What You Need to Know About Insuring Fine Jewelry
Katie Tu is an insurance specialist at QuoteWizard. QuoteWizard helps consumers compare insurance quotes to find the best policy.
Imagine if your engagement ring was ruined in a house fire. Or the pendant that your great-grandmother cherished was stolen from your bedroom.
While no one wants to think about it, these tragedies could happen. But would your home insurance cover those losses? In many cases, your existing coverage isn’t adequate enough to compensate you for fine jewelry that’s damaged, destroyed, lost or stolen.
Considering that the average engagement ring cost nearly $5,700 in 2018, purchasing special insurance for your jewelry — as an add-on to your homeowners coverage or as a stand-alone policy — might be worth the investment.
What Does a Standard Homeowners Policy Cover?
A typical homeowners insurance policy covers jewelry, but only up to a point.
Under a standard policy, jewelry is covered for losses caused by any peril that’s included in your policy, such as fire, tornado or theft, according to the Insurance Information Institute.
However, the standard policy limits theft coverage for jewelry, since jewelry is easy to steal, the institute says.
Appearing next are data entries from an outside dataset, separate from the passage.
PR #235, opened 2023-05-30
Distinguish provider and type when reading binding from VCAP_SERVICES

c0d1ngm0nk3y:
see [this comment](https://github.com/buildpacks/libcnb/pull/228#issuecomment-1537176590).

When reading bindings from `VCAP_SERVICES`, `provider` and `type` are set and could have different values.


dmikusa:
This looks good. One question.

> I think we should also try to flatten out the credentials into key/value pairs on the binding.

Thoughts on this?

This PR has creds defined as `Credentials map[string]string`, and the entire Secret value is set to the map. This would make fetching values out of the credentials a little harder because you'd have to look for a binding of the right type, then pull the `Credentials`, then pull out the value from the map. I think this would also be problematic with auto-config Spring Cloud Bindings which expects bindings with names like `url` and `password`, not `credentials`.

I think we should keep what you have here and put it in as credentials, but we should also flatten the credentials so that there is a new (credentials key as the name and credentials value as the secret) Secret for each key in the Credentials map. That would mean you could look them up either way, fetch the whole set of credentials from one binding or fetch them individually.

My only concern was with overlap in credentials (like if something inside credentials had a key named credentials) and something outside of credentials (like type or credentials), but I don't think that should generally happen.

dmikusa:
And thanks for submitting this so quickly!

c0d1ngm0nk3y:
> I think we should keep what you have here and put it in as credentials, but we should also flatten the credentials so that there is a new (credentials key as the name and credentials value as the secret) Secret for each key in the Credentials map. That would mean you could look them up either way, fetch the whole set of credentials from one binding or fetch them individually.

That sounds good. That is what I would prefer. It "just works" in both ways.

> My only concern was with overlap in credentials (like if something inside credentials had a key named credentials) and something outside of credentials (like type or credentials), but I don't think that should generally happen.

I agree that generally should not happen, but it can of course. Maybe we can just skip any property that is in conflict (e.g. `key`). So you would have to access it via `credentials`. Maybe it is at least worth some warning since the user could face some unexpected behaviour.

c0d1ngm0nk3y:
> I think this would also be problematic with auto-config Spring Cloud Bindings which expects bindings with names like `url` and `password`, not `credentials`.

I am afraid, I didn't get it yet. Are you referring to [this](https://github.com/spring-cloud/spring-cloud-bindings)? Since `Credentials` get passed into `Secret` (see [here](https://github.com/buildpacks/libcnb/blob/d77e5b49f397146d6d27e7d62196b5f30ca4e255/platform.go#LL193C15-L193C15)), the usage should be the same.

* Find Binding
* Get Secret
* Access Property

Or what do you mean?

dmikusa:
>I am afraid, I didn't get it yet. Are you referring to [this](https://github.com/spring-cloud/spring-cloud-bindings)? 

Yes.

>Since Credentials get passed into Secret (see [here](https://github.com/buildpacks/libcnb/blob/d77e5b49f397146d6d27e7d62196b5f30ca4e255/platform.go#LL193C15-L193C15)), the usage should be the same.

Sorry. That was my misunderstanding. You're right.

dmikusa (approved):

PR #251, opened 2023-08-05
Change module versions & prep to cut an alpha

dmikusa:
This PR changes all of the module imports to use the `v2/` path.

The plan would be to merge this and then run `git tag v2.0.0-alpha.1` followed by `git push origin v2.0.0-alpha.1`.

That should tag an alpha release and make it a little easier for folks to start using the v2 branch.


dmikusa:
Does this look right @samj1912? Trying to take another step toward a v2 release.

samj1912 (approved):

Issue #254, opened 2023-09-01
Creating bindings from VCAP_SERVICES fails if credentials are nested


modulo11:
The `credentials` field contained in `VCAP_SERVICES` is [specified](https://docs.cloudfoundry.org/devguide/deploy-apps/environment-variable.html#VCAP-SERVICES) as:
> A JSON object containing the service-specific credentials needed to access the service instance

When a `Binding` is created from `VCAP_SERVICES` credentials are [expected](https://github.com/buildpacks/libcnb/blob/3e3992aaa5ccabe485b529c5ccfe6d38b7678ea6/platform.go#L179-L183) as `map[string]string` (flat) where in reality they can be nested (`map[string]any`). A `Binding` [expects](https://github.com/buildpacks/libcnb/blob/3e3992aaa5ccabe485b529c5ccfe6d38b7678ea6/platform.go#L93) them to be `map[string]string` as well. Even worse, translating `VCAP_SERVICES` into `Bindings` [swallows](https://github.com/buildpacks/libcnb/blob/3e3992aaa5ccabe485b529c5ccfe6d38b7678ea6/platform.go#L191) any marshaling error.

Simple `VCAP_SERVICES` to reproduce the issue:

```json
{
  "elephantsql-provider": [
    {
      "name": "elephantsql-binding-c6c60",
      "label": "elephantsql-type",
      "credentials": {
        "uri": "postgres://postgres.example.com",
        "foo": {
          "bar": 42
        }
      }
    }
  ]
}
```

There are a couple potential solutions that came to my mind:

- Flatten incoming credentials, which would just cut of any nested structures. From the example, only the `uri` field would be inside the `secret` field of `Binding`. This would also prevent the whole process of translating to either fully succeed or just silently fail.
- Change type of  the`secret` property in `Binding` from `map[string]string` to `map[string]any`. That would be a breaking change with lots of impact on other projects I guess.
- Treat `credentials` as raw data which is passed and "interpreted" by consuming parties. Would probably lead to even more work downstream
- Anything else?

stephprat:
Ignore nested?

stephprat:
For my use case, ignoring nested is fine.

dmikusa:
> Even worse, translating VCAP_SERVICES into Bindings [swallows](https://github.com/buildpacks/libcnb/blob/3e3992aaa5ccabe485b529c5ccfe6d38b7678ea6/platform.go#L191) any marshaling error.

Definitely a bug.

[...]

PR #256, opened 2023-09-04
Convert nested binding credentials to JSON

modulo11:
Fixes https://github.com/buildpacks/libcnb/issues/254.

Fix swallowing the parsing error and marshal properties to JSON if they are not a string.

### DIFF
--- a/platform.go
+++ b/platform.go
@@ -177,9 +177,22 @@ func NewBindingsFromPath(path string) (Bindings, error) {
 }
 
 type vcapServicesBinding struct {
-	Name        string            `json:"name"`
-	Label       string            `json:"label"`
-	Credentials map[string]string `json:"credentials"`
+	Name        string                 `json:"name"`
+	Label       string                 `json:"label"`
+	Credentials map[string]interface{} `json:"credentials"`
+}
+
+func toJSONString(input interface{}) (string, error) {
+	switch in := input.(type) {
+	case string:
+		return in, nil
+	default:
+		jsonProperty, err := json.Marshal(in)
+		if err != nil {
+			return "", err
+		}
+		return string(jsonProperty), nil
+	}
 }
 
 // NewBindingsFromVcapServicesEnv creates a new instance from all the bindings given from the VCAP_SERVICES.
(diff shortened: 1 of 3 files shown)


platform.go
```diff
@@ -177,9 +177,22 @@ func NewBindingsFromPath(path string) (Bindings, error) {
...
-	Label       string            `json:"label"`
-	Credentials map[string]string `json:"credentials"`
+	Name        string                 `json:"name"`
+	Label       string                 `json:"label"`
+	Credentials map[string]interface{} `json:"credentials"`
+}
+
+func toJSONString(input interface{}) (string, error) {
+	switch in := input.(type) {
+	case string:
```
c0d1ngm0nk3y, line 187: Is this case needed? For `string` `json.Marshal` should do fine, shouldn't it? It will handle the `int` case as well.

c0d1ngm0nk3y:
@dmikusa @samj1912 Any thoughts on this pr?

platform_test.go
```diff
@@ -55,11 +55,11 @@ func testPlatform(t *testing.T, context spec.G, it spec.S) {
...
-			Expect(bindings).To(HaveLen(2))
-			types := []string{bindings[0].Type, bindings[1].Type}
-			Expect(types).To(ContainElements("elephantsql-type", "sendgrid-type"))
-			providers := []string{bindings[0].Provider, bindings[1].Provider}
-			Expect(providers).To(ContainElements("elephantsql-provider", "sendgrid-provider"))
+			Expect(bindings).To(HaveLen(3))
+			types := []string{bindings[0].Type, bindings[1].Type, bindings[2].Type}
+			Expect(types).To(ContainElements("elephantsql-type", "sendgrid-type", "postgres"))
+			providers := []string{bindings[0].Provider, bindings[1].Provider, bindings[2].Provider}
+			Expect(providers).To(ContainElements("elephantsql-provider", "sendgrid-provider", "postgres"))
```
dmikusa, line 62:
```suggestion
			Expect(providers).To(ContainElements("elephantsql-provider", "sendgrid-provider", "postgres"))
			
			// order of bindings can change, so sorting it for consistent test results
			slices.SortFunc(bindings, func(a, b libcnb.Binding) int {
				return cmp.Compare(a.Name, b.Name)
			})

			// verify regular values
			Expect(bindings[0].Secret).To(HaveKeyWithValue("bool", true))
			Expect(bindings[0].Secret).To(HaveKeyWithValue("int", 1))
			Expect(bindings[0].Secret).To(HaveKeyWithValue("uri", "postgres://exampleuser:examplepass@postgres.example.com:5432/exampleuser"))

			// verify with nested values
			Expect(bindings[2].Secret).To(HaveKeyWithValue("username", "foo"))
			Expect(bindings[2].Secret).To(HaveKeyWithValue("password", "bar"))
			Expect(bindings[2].Secret).To(HaveKeyWithValue("urls", `{"example":"http://example.com"}`))
```

I think things are working OK, but I'd like to see the values verified by reading the properties back and confirming the correct values/types. This will just help prevent potential regressions in the code.

dmikusa:
Looks good to me, just the one suggestion with the test.

platform_test.go
pbusko: done

dmikusa (approved):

The standard policy has a low limit of liability for theft, generally about $1,500. So, in the case of an engagement ring valued at $5,700, your home insurer typically would cover just $1,500 (minus any deductible that your policy has).
What Are the Options for Increasing Jewelry Coverage?
If you own jewelry and other valuables, you can do one of two things to bump up your homeowners coverage, according to the Insurance Information Institute:
- Raise the liability limit. Even if the limit goes up, you still might not fully recover the value jewelry, though. For instance, a claim for a single piece of jewelry might be $2,000, while the overall limit for all jewelry losses might be $5,000.
- Purchase a “floater.” This option costs more than increasing the liability limit, but it offers more protection, the Insurance Information Institute says. A floater — essentially an add-on for your standard policy — covers any kind of loss, including those that your standard homeowners policy won’t cover; this includes accidentally dropping your engagement ring down the drain of your bathroom sink or leaving your great-grandmother’s pendant in a hotel room.
What’s Involved in Buying a Floater?
A floater covers “scheduled” jewelry, meaning that itemized, appraised pieces are covered for their full value. Before purchasing a floater (also known as a rider) to cover jewelry, a professional appraiser must assess how much it’s worth.
When you’re shopping for a jewelry floater, be sure to ask about “mysterious disappearance” coverage. This would, for instance, typically cover the value of your engagement ring if it slips off your finger while you’re swimming in the ocean. You know where the ring is — in the ocean — but you’re unlikely to be able to find it.
A floater also will cover an accidental loss. Let’s say your great-grandmother’s pendant falls off your blouse and is run over by a car. Unfortunately, the smashed pieces of the pendant can’t be put together. In this case, the accidental-loss portion of a jewelry rider usually would cover the value of the pendant.
One key benefit of a jewelry floater is that there’s no deductible. The amount you pay for a floater is based on the appraised value of the jewelry you’ve “scheduled” and the area where you live.
Keep in mind, though, that a jewelry floater costs more than boosting the liability limits in your standard homeowners policy. If you’ve got a substantial collection of jewelry, though, the extra price likely is worth it.
What Is Jewelry Protection Insurance?
If you don’t want to purchase a floater, you can look into buying what’s known as jewelry protection insurance.
This kind of insurance, separate from your homeowners insurance, is designed solely for jewelry. It covers the loss, damage or theft of jewelry; “mysterious disappearance” coverage can be tacked on. Coverage for jewelry repairs also can be purchased.
Jewelry insurance costs roughly 1 percent to 2 percent of the jewelry’s appraised value. It’s available from a number of insurers that specialize in this kind of coverage.
One of the most attractive aspects of jewelry protection insurance is that your premium won’t be hiked after you file a claim. This differs from standard homeowners insurance; following a homeowners claim, your premium normally goes up.
Although jewelry protection insurance might be right for you, it’s worth noting that it often doesn’t cover things such as wear and tear, floods and earthquakes.
If you file a claim with a jewelry insurer, it’ll be paid out in one of three ways: actual cash value, replacement cost or agreed value.
- Actual cash value (ACV) coverage involves a claim payout for the value of the jewelry, minus depreciation.
- Replacement-cost coverage pays your claim without taking depreciation into account. Therefore, the amount of money you receive will cover the cost of repairing or replacing the jewelry. The payout amount can be found on the declarations page of your policy; it’ll match the appraised value you obtained when you took out the policy.
- Agreed-value coverage refers to the value agreed upon by you and your insurer. The claim payout will equal that amount. While this likely is the best payout option, this type of coverage comes with a high premium. You can hold down the cost of the premium for jewelry insurance by increasing the deductible. But this, of course, means less money in your pocket when you’re paid for a claim.